ASSIGNMENT:
Using the records below, locate all lines containing "nulls" and return them.

DATA EXTRACTS:
=== Section Start ===
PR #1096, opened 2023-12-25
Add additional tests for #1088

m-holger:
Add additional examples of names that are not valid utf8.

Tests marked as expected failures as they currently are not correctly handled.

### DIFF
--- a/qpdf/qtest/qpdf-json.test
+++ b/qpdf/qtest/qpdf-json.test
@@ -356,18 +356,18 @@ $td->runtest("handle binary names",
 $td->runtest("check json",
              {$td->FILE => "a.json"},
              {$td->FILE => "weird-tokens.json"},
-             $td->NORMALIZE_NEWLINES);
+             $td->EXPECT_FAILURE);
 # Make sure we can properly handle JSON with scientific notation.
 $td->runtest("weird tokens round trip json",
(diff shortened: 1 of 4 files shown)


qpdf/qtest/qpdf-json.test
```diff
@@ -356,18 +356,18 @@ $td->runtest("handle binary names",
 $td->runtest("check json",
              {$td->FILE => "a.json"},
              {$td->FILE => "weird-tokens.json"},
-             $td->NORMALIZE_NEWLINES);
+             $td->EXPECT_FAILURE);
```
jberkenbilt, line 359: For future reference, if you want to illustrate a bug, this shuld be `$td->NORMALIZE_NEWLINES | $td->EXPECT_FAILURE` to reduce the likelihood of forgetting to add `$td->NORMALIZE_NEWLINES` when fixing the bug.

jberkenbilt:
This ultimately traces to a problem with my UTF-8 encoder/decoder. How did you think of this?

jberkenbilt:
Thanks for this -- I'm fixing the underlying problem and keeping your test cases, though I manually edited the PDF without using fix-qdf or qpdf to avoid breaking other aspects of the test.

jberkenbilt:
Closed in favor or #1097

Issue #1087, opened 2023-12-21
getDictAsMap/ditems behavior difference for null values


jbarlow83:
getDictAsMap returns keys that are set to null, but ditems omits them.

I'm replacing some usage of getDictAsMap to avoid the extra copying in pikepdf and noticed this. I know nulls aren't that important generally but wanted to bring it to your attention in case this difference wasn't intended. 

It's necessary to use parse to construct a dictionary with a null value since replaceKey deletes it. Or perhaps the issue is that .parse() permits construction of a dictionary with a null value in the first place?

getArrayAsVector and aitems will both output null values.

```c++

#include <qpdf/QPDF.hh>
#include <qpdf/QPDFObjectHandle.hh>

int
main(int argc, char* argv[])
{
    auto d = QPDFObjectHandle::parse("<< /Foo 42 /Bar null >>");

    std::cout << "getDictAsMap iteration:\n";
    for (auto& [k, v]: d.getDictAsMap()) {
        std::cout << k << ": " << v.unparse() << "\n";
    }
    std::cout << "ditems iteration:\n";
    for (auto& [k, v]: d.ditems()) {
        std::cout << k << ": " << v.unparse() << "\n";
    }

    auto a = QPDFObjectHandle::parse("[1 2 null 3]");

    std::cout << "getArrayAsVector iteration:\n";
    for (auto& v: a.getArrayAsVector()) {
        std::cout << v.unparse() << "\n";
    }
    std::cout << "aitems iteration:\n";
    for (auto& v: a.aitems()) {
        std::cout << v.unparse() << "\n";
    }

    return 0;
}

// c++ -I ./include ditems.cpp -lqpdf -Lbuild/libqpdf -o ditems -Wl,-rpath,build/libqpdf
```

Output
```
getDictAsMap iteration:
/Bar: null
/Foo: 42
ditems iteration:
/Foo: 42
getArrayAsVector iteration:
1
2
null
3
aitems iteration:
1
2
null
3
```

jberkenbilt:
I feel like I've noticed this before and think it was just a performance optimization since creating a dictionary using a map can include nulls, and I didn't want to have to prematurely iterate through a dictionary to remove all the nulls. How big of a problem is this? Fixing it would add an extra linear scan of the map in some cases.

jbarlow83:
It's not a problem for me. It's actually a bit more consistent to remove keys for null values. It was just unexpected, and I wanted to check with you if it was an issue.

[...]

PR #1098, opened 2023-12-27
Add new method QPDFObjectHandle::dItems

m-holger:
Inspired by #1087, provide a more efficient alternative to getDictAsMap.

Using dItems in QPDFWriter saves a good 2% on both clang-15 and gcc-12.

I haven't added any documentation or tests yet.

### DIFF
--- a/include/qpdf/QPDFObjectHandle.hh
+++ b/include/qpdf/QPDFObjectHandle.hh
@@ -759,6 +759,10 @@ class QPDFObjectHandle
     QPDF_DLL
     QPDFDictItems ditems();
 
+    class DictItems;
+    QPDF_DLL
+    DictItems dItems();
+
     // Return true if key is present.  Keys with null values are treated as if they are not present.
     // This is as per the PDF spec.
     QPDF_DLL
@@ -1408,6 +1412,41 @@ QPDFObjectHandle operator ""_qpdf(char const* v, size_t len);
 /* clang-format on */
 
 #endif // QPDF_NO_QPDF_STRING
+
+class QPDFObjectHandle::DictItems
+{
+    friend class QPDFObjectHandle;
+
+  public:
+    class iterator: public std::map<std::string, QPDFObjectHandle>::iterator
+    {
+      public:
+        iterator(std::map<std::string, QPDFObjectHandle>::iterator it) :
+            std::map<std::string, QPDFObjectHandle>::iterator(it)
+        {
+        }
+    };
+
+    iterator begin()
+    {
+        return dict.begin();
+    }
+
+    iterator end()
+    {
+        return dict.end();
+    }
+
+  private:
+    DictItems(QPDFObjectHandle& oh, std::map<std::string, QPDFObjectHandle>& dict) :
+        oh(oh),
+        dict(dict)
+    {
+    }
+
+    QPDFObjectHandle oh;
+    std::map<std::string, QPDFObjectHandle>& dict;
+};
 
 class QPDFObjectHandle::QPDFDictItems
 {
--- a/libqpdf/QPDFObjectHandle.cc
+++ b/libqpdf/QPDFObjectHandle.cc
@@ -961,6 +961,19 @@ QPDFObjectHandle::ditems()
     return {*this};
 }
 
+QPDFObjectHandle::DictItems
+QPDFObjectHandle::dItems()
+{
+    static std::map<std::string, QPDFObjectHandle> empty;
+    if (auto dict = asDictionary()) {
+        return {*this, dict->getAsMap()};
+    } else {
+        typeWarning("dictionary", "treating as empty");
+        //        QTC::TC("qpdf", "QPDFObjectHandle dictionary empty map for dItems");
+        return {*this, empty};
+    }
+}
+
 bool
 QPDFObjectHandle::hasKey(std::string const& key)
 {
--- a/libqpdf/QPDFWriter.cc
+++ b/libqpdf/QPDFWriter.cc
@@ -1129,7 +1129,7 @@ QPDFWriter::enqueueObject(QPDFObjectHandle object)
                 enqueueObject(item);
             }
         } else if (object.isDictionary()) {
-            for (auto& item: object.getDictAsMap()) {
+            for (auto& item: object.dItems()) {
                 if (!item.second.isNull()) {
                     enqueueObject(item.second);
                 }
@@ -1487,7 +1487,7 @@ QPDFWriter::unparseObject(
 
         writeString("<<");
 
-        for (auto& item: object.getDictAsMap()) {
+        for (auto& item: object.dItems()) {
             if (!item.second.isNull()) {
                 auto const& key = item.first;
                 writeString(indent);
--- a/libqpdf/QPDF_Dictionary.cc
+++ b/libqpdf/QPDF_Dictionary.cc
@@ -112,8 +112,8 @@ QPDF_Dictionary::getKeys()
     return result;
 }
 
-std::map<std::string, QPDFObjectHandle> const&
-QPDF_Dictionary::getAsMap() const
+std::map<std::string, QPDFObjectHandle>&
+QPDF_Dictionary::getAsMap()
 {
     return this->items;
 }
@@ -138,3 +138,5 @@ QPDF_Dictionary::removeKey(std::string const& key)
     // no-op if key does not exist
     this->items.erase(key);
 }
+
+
=== Section End ===
EXPECTED ANSWER:
I'm replacing some usage of getDictAsMap to avoid the extra copying in pikepdf and noticed this. I know nulls aren't that important generally but wanted to bring it to your attention in case this difference wasn't intended. 
I feel like I've noticed this before and think it was just a performance optimization since creating a dictionary using a map can include nulls, and I didn't want to have to prematurely iterate through a dictionary to remove all the nulls. How big of a problem is this? Fixing it would add an extra linear scan of the map in some cases.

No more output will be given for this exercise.